The second question I have is how do I get the slop out of the miter bar? I think slop is a bad word here, as it isnt Lucy loose… but there is barely some noticeable side to side movement when applying side pressure on the jig. Its really more of a feel than visual but if I had to take wild guess Id say no more than 1/128" side movement. Im not a fan of taking a punch to the sides of the bar to try and dimple it as I have never been successful at that let alone trying to do the same on a framing square to try and pull in one leg or another. I was thinking I could rip up some 3/4" stock and use that as the miter runner. Maybe even spray some dry lube on it to help it last longer.

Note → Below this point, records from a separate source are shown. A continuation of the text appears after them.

PR #406, opened 2019-12-05
Removing autodoc for removed module

tetov:

- [x] Doc fix.

Since compas.remote has been removed in favor of compas.rpc autodoc can't import compas.remote.


gonzalocasas (approved):
😎👍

As I was writing this, I had an idea to adhere a piece of packing tape to one side of the bar. First I tried some painters tape.. Bad idea, that baby wadded up faster than one of my high school english test results. The packing tape measured in at .003 on the dial indicator. I didnt have much faith that it would work and frankly figured it too would wad up. Low and behold it stuck and it worked. The tape took out almost all the side play. I may go with it as it is now. I'm still open to sugestions. Maybe an Incra bar is in my future.

Scott


----------



## LeeBarker (Aug 6, 2010)

Seems a bit fussy to me, Scott.

How about this: With some decent stock, make four or five tenons, leaning into and away from the saw blade on random cuts. When they're all done, measure them. I'm thinking you're going to find that a few strokes of a plane or rasp here and there and they will all be close to the same; certainly usable.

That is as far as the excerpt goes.